■ **Your objective**:
In the records below, count every line that contains the word "enumerate" and report only the total.

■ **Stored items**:
PR #233, opened 2023-04-03
[STARKs] Add consistency check for the DEEP composition polynomial

### LINKED ISSUE #224: [STARKs] Add consistency check for the DEEP composition polynomial
Right now all the prover does with the DEEP composition polynomial is commit to it using `FRI`, but there is no check of the relationship of this polynomial with the trace or the composition polynomial `H` used before. 

For this, a consistency check needs to happen where the prover first commits to the trace `LDE` using a merkle tree. Then, before doing `FRI` on `DEEP(x)`, a random value in the `LDE` coset domain is sampled and the prover provides both `DEEP(x_0)` and the trace evaluations `t(x_0)`, along with all the others needed to reconstruct `DEEP(x_0)` on the verifier side.

The verifier then does the usual thing of reconstructing `DEEP(x_0)` and checking that it matches the claimed evaluation from the prover.

Once this is added, update the prover documentation accordingly to include this step.

gabrielbosio:
## Description

Resolves #224

## Type of change

- [x] New feature

## Checklist
- [x] Linked to Github Issue
- [x] Verification of elements of DEEP composition polynomial as trace evaluations
- [x] Verification of DEEP composition polynomial correctness


proving_system/stark/src/prover.rs
```diff
@@ -4,231 +4,331 @@ use super::{
...
-            poly.evaluate_offset_fft(
-                &FieldElement::<F>::from(air.options().coset_offset),
-                air.options().blowup_factor as usize,
-            )
-        })
-        .collect::<Result<Vec<Vec<FieldElement<F>>>, FFTError>>()
+pub struct Prover<'a, F: IsTwoAdicField, A: AIR<Field = F>> {
+    air: &'a A,
+    transcript: Transcript,
+}
```
jrchatruc, line 25: Let's revert this `Prover` struct since having the transcript as a field can get very error prone, as we would need to make sure to reset the transcript's state if new calls to prove are made, etc.

gabrielbosio:
Instead of adding `Prover` and `Verifier` structs, I will add a struct for each function that has more than 7 arguments.

proving_system/stark/src/prover.rs
gabrielbosio: Done

docs/src/proving_systems/starks/api.md
```diff
@@ -72,14 +68,14 @@ The way we specify our fibonacci transition constraint looks like this:
...
-    ) -> Vec<FieldElement<Self::Field>> {
+    &self,
+    frame: &air::frame::Frame<Self::Field>,
+) -> Vec<FieldElement<Self::Field>> {
     let first_row = frame.get_row(0);
     let second_row = frame.get_row(1);
     let third_row = frame.get_row(2);
 
-    vec![third_row[0] - second_row[0] - first_row[0]]
+    vec![third_row[0].clone() - second_row[0].clone() - first_row[0].clone()]
```
MauroToscano, line 78: This is the compute of quadratic constraints, right ? But the documentation. It can be changed for 

`vec![&second_row[0] - &first_row[0] * &first_row[0]]`

No need for clones

gabrielbosio: I removed the `clone`s, Thanks!

MauroToscano (approved):

proving_system/stark/src/prover.rs
```diff
@@ -158,11 +157,28 @@ where
...
+        &composition_poly_odd,
+    );
+
     let query_list = (0..air.context().options.fri_number_of_queries)
-        .map(|_| {
-            // * Sample q_1, ..., q_m using Fiat-Shamir
-            let q_i = transcript_to_usize(transcript) % 2_usize.pow(lde_root_order);
-            transcript.append(&q_i.to_be_bytes());
+        .enumerate()
+        .map(|(i, _)| {
```
entropidelic, line 173: I think te `enumerate()` can be removed and use the index directly from the `(0..air.context().options.fri_number_of_queries)` range

schouhy (approved):

entropidelic (approved):

PR #239, opened 2023-04-10
Benchmarks for stark prover

jrchatruc:
## Description

This PR adds benchmarks for the STARK prover. Because we don't yet have a way to specify `AIR`s through files, I moved our test `AIR` to a separate shared module so both tests and benchmarks can use them. Eventually they should all live as files in something like an `examples` directory.

Benchmarks are also deployed to gh-pages under the `/bench` path, so once this is merged they'll be on https://lambdaclass.github.io/lambdaworks/bench

## Type of change

- [x] New feature


math/benches/benchmarks/fft.rs
```diff
@@ -21,7 +21,7 @@ pub fn fft_benchmarks(c: &mut Criterion) {
     let mut group = c.benchmark_group("fft");
     group.sample_size(10); // it becomes too slow with the default of 100
 
-    for pow in 20..=24 {
+    for pow in 20..22 {
```
jrchatruc, line 24: This was lowered because the benchmarks take way too long

.github/workflows/benchmarks.yml
```diff
@@ -0,0 +1,36 @@
+name: benchmarks 
+
+on:
+  push:
+    branches: [ main ]
+
+permissions:
+  # deployments permission to deploy GitHub pages website
```
mpaulucci, line 8: comment seems unrelated?

mpaulucci (approved):

PR #240, opened 2023-04-10
Remove `new` constructor from AIR trait

jpcenteno:
# Remove the `new` constructor method from the `AIR` trait.

## Description

We need to add more parameters to our `AIR` implementation, but the trait only allows for a constructor with a `AirContext` parameter. I removed the constructor from the trait since it's not used by other functions, and updated the tests that used it by replacing the `new` method with a `From<AirContext>` implementation.

## Type of change

- Refactor

## Checklist
- [ ] Linked to Github Issue
- [ ] Unit tests added
  - [ ] Benchmarks added/run

### DIFF
--- a/proving_system/stark/benches/benchmarks/stark.rs
+++ b/proving_system/stark/benches/benchmarks/stark.rs
@@ -6,7 +6,6 @@ use lambdaworks_stark::{
     air::{
         context::{AirContext, ProofOptions},
         trace::TraceTable,
-        AIR,
     },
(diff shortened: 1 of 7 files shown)


jrchatruc (approved):

Oppen (approved):

MauroToscano (approved):

MauroToscano:
It's good, traits in general do not need a new, I did the same for hashers. But we have conflicts on it now

PR #242, opened 2023-04-10
Add feature flag to disable Fiat-Shamir

jrchatruc:
## Description

This PR adds a feature flag `test_fiat_shamir` that effectively disables Fiat-Shamir when running the stark prover and verifier. This means that if you run something like

```
cargo test test_prove_fib --features test_fiat_shamir
```

the fibonacci tests will run with a transcript that always returns the same value. This is useful for debugging.

To do this, `Transcript` was turned into a `Trait` and a `DefaultTranscript` and `TestTranscript` structs were introduced.

## Type of change

- [x] New feature


MauroToscano:
In the future if we add more debug tools like this we could add one feature to enable them all, for simplicity

MauroToscano (changes requested):

MauroToscano (approved):

entropidelic (approved):

PR #244, opened 2023-04-11
Update hash in merkle tree to SHA3 256

MauroToscano:
# Update hash function in Merkle Tree

## Description

Hash functions needs to be updated for a 
This PR includes:
- Change of the hash function used in Merkle Tree from a Test One to SHA 3 256
- Fix a bug where  Merkle Proof verification wasn't working  properly 
- Fix a bug where if the same element was duplicated in the Merkle Tree, and by using Fiat Shamir one that's not the first was chosen, Stark Prover didn't work
- Fix a bug where stark verifier was calculating the symmetric index wrongly as ` let layer_evaluation_index_symmetric =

■ **Task solution**:
2